The lines to return are those below that contain the word "remove".

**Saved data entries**

Start of Block

Issue #2744, opened 2017-04-18
Feature Request: Key Release IPC message for Mod keys


muhmud:
I'm using i3 version 4.13

I think it would be nice to have an ipc message sent out when any of the mod keys are released. This would allow a client script to be used to implement Alt+Tab style window stacking, which is really useful for some users. The release event is required to know when cycling is over and to allow the stack to be updated.

I have done this in my own fork by adding code to test `state->eventType` and `state->keycode` in the `handle_event()` function in handlers.c when processing a `XCB_XKB_STATE_NOTIFY` message, and then sending out a message as required.

I was then able to use a slightly hacked version of i3ipc.py to create client python scripts that now allow me to do Alt+Tab style switching for both windows and workspaces (woohoo!).

Would be nice if this could be pulled in.

Thanks for a great WM!

Airblader:
I think the feature itself sounds acceptable. Can you create a PR?

muhmud:
OK, done, it's [here](https://github.com/i3/i3/pull/2756)

Airblader:
As explained in the PR I've changed my mind on accepting this. Sorry again for the confusion!

muhmud:
No problem, but a bit of a shame. 

If bindsym --release worked for mod keys by themselves, that would also be OK, but it doesn't.

PR #2756, opened 2017-04-29
Feature Request: Key Release IPC message for Mod keys

muhmud:
As requested, pull request for this [issue](https://github.com/i3/i3/issues/2744) of the same name.

### DIFF
--- a/src/handlers.c
+++ b/src/handlers.c
@@ -1365,9 +1365,11 @@ static void property_notify(uint8_t state, xcb_window_t window, xcb_atom_t atom)
  *
  */
 void handle_event(int type, xcb_generic_event_t *event) {
+    DLOG("handle_event()\n");
+    
     if (type != XCB_MOTION_NOTIFY)
         DLOG("event type %d, xkb_base %d\n", type, xkb_base);
-
+    
     if (randr_base > -1 &&
         type == randr_base + XCB_RANDR_SCREEN_CHANGE_NOTIFY) {
         handle_screen_change(event);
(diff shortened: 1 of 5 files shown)


src/handlers.c
```diff
@@ -1367,7 +1367,7 @@ static void property_notify(uint8_t state, xcb_window_t window, xcb_atom_t atom)
 void handle_event(int type, xcb_generic_event_t *event) {
     if (type != XCB_MOTION_NOTIFY)
         DLOG("event type %d, xkb_base %d\n", type, xkb_base);
-
+
```
Airblader: Please remove all of these incorrectly introduced whitespaces.

src/handlers.c
```diff
@@ -1402,16 +1402,26 @@ void handle_event(int type, xcb_generic_event_t *event) {
             }
         } else if (state->xkbType == XCB_XKB_STATE_NOTIFY) {
             DLOG("xkb state group = %d\n", state->group);
+
+            /* If the Alt, Windows or any other mod key is released generate an ipc event */
```
Airblader: So in other words mentioning Alt and Windows is just misleading here, so please rephrase it. Also, why is this restricted to modifier keys?

Airblader:
* Please update the documentation.
* Please add tests to verify this behavior.
* Please rebase and squash the commits so the git history stays clean and the patch can be applied.
* Please remove the incorrectly introduced tabs.

Airblader:
I'm actually even somewhat second-guessing my decision. I – mistakenly – assumed we already had such an event for the keydown itself. But currently we only have the binding event. What if we have a binding using `--release` (possibly just mapped to `nop`), shouldn't the binding event in this scenario come at the correct time?

Airblader:
The more I think about it the less I think we should actually implement this. There's nothing i3-specific about this, so I feel like this would be suited better for an external script or tool to watch for these events. That way it's also agnostic to the window manager.

I'm sorry for the initial »Go« for this. I hope it didn't cause too much trouble since you already said you had the patch locally available.

PR #2759, opened 2017-04-30
Added a hint about the required config v4 version hint.

### LINKED ISSUE #2751: `exec_always` doesn't seem to work without `# i3 config file (v4)`

https://github.com/i3/i3/files/956246/i3.txt, the relevant part only, ie: it not detecting it as a v4 script.

**What I did:**

Type my own config from scratch

**What I saw:**

`exec_always` doesn't seem to work without `# i3 config file (v4)`

**What I expected instead:**
The behavior being documented or [it being able to detect more v4 stuff](https://github.com/i3/i3/blob/next/src/config_parser.c#L637) (see additional note)
____

and now the useful bug report:

**description:**
`exec_always` (and possibility other function) doesn't seem to work without `# i3 config file (v4)` in the script

This isn't documented in the [userguide](https://i3wm.org/docs/userguide.html)\*, took me a long time to figure it out.

**reproducible test** (~/.config/i3/config)**:**
```
exec_always xterm
```

**test note:**
add `# i3 config file (v4)` anywhere and then it works
WARNING: the test case doesn't contain binding for exiting

**additional note:**
[The issue which added the feature](https://github.com/i3/i3/issues/435) seem to have been tag as 4.0, suggesting it is only added in v4

\* https://i3wm.org/docs/4.13/userguide.html for future viewer when it's available

Airblader:
fixes #2751

### DIFF
--- a/docs/userguide
+++ b/docs/userguide
@@ -297,6 +297,15 @@ keyboard layout. To start the wizard, use the command +i3-config-wizard+.
 Please note that you must not have +~/.i3/config+, otherwise the wizard will
 exit.
 
+Since i3 4.0, a new configuration format is used. i3 will try to automatically
+detect the format version of a config file based on a few different keywords,
+but if you want to make sure that your config is read with the new format,
+include the following line in your config file:
+
+---------------------
+# i3 config file (v4)
+---------------------
+
 === Comments
 
 It is possible and recommended to use comments in your configuration file to


Airblader:
rubber-stamp approval, @stapelberg

docs/userguide
```diff
@@ -297,6 +297,13 @@ keyboard layout. To start the wizard, use the command +i3-config-wizard+.
 Please note that you must not have +~/.i3/config+, otherwise the wizard will
 exit.
 
+Please note that the config must contain the following line since version 4.0
```
stapelberg: This is actually not entirely true. The “# i3 config file (v4)” marker is one way to make i3 interpret the config file as a version 4 file. Others can be seen at https://github.com/i3/i3/blob/fff3f79da9a87a1f790c6328f6615422f2b69b47/src/config_parser.c#L637-L640

Could you rephrase the paragraph to make it clear that i3 tries to detect v4 files automatically, but you can make sure it does the right thing by adding the hint?

Airblader:
@stapelberg I've rephrased it now.

PR #2762, opened 2017-05-03
Fix invalid JSON

mdirkse:
I was using the example JSON as input for tests that I'm writing for https://github.com/mdirkse/i3ipc-go and found two errors.


Airblader:
Thanks!

PR #2769, opened 2017-05-12
Force container to be redrawn upon moving to another container.

Airblader:
This is necessary as otherwise urgent containers can be broken
after moving them.

This is a finding within #2496.


Airblader:
rubber-stamp approval, @stapelberg

PR #2830, opened 2024-11-04
[8381] add unregistered participants field to project insights to account fo…

goapunk:
…r the

new feature in the poll module which allows participating without account

**Tasks**
- [x] Changelog

depends on https://github.com/liqd/adhocracy4/pull/1688


apps/projects/signals.py
```diff
@@ -93,5 +93,16 @@ def increase_poll_answers_count(sender, instance, created, **kwargs):
 
         insight, _ = ProjectInsight.objects.get_or_create(project=project)
         insight.poll_answers += 1
-        insight.active_participants.add(instance.creator.id)
+        if instance.creator:
+            insight.active_participants.add(instance.creator.id)
+        else:
+            answers = Answer.objects.filter(
```
goapunk, line 99: The problem with the current way of counting participants is that it is tied to the post_save signal of Vote and Answer. As a user can have multiple Votes + Answers in a single Poll, we can't just increase `insight.unregistered_participants` by one every time this signal triggers but have to check if there's a vote/answer with the same content_id already, and if there's none (or only one as we don't know if the answer/vote was already saved to the db when `post_save` is called). Not sure if this solution is any good, signals should not be long running and also not sure if this is safe, post_save doesn't guarantee that the model has been written to the database, so this might be slightly inaccurate in some edge cases ? we could wrap it in `transaction.on_commit` but this creates other problems, so I'm not really sure what the  best way forward is. Some ideas could be:
* ignore unregistered users in insights (not great)
* do like in this PR and live with possible inaccuracy
* have an extra model which has project id and content _id to check if the content_id has already participated in the project
* find another way to track poll participants (instead of signal on  Vote and Answer model), probably tricky because insights are in a+ and poll is in a4, but we could probably have a signal in a4 which we connect to a signal here

apps/projects/signals.py
```diff
@@ -93,5 +93,16 @@ def increase_poll_answers_count(sender, instance, created, **kwargs):
 
         insight, _ = ProjectInsight.objects.get_or_create(project=project)
         insight.poll_answers += 1
-        insight.active_participants.add(instance.creator.id)
+        if instance.creator:
+            insight.active_participants.add(instance.creator.id)
```
m4ra, line 97: I would include only this check for now. The wider question of whether to include unregistered participants in the insights is not part of this story scope. It needs to be discussed with @TeaJayyy in a later stage. So I suggest we leave this PR as a draft. And you open a new PR with a small fix.

apps/projects/signals.py
m4ra: I think I prefer the intermediary model with project and content relations. We can talk about it in a future story.

m4ra (commented):
I suggest to keep this PR on-hold and proceed with the fix in a new PR. See my inline comments.

apps/projects/signals.py
TeaJayyy: @m4ra As discussed with @goapunk, we need an answer (or small fix) for that issue now, before we release the new poll. The solution with some inaccuracies but still a somewhat valid representation of users that participated should be fairly doable for now, right? 

I agree - we can implement a more sophisticated solution later.

goapunk:
I've updated this with the signal solution to compare now

m4ra:
@goapunk there is an error also with the signals import, tests failing

apps/projects/models.py
```diff
@@ -134,7 +135,10 @@ def create_insight_context(insight: ProjectInsight) -> dict:
     show_ideas = bool(blueprint_types.intersection({"BS", "IC", "MBS", "MIC", "PB"}))
 
     counts = [
-        (_("active participants"), insight.active_participants.count()),
+        (
+            _("active participants"),
+            insight.active_participants.count() + insight.unregistered_participants,
```
m4ra, line 140: here active participants are the sum of both registered and unregistered. But when a poll is submitted by an unregistered user, the active participants are not increased, only the unregistered ones. See my comment below in the signal.

apps/projects/signals.py
```diff
@@ -93,6 +94,14 @@ def increase_poll_answers_count(sender, instance, created, **kwargs):
...
         insight.save()
+
+
+@receiver(poll_voted)
+def increase_poll_participant_count(sender, poll, creator, content_id, **kwargs):
+    insight, _ = ProjectInsight.objects.get_or_create(project=poll.module.project)
+    if creator:
+        insight.active_participants.add(creator.id)
+    else:
+        insight.unregistered_participants += 1
```
m4ra, line 106: here, shouldn't we also increment the `active_participants`?

m4ra (changes requested):
Some clarifications on how we count active participants

apps/projects/signals.py
```diff
@@ -93,6 +94,14 @@ def increase_poll_answers_count(sender, instance, created, **kwargs):
...
         insight, _ = ProjectInsight.objects.get_or_create(project=project)
         insight.poll_answers += 1
-        if instance.creator:
-            insight.active_participants.add(instance.creator.id)
         insight.save()
+
+
+@receiver(poll_voted)
+def increase_poll_participant_count(sender, poll, creator, content_id, **kwargs):
+    insight, _ = ProjectInsight.objects.get_or_create(project=poll.module.project)
```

End of Block

**TASK OUTPUT**
Airblader: Please remove all of these incorrectly introduced whitespaces.
* Please remove the incorrectly introduced tabs.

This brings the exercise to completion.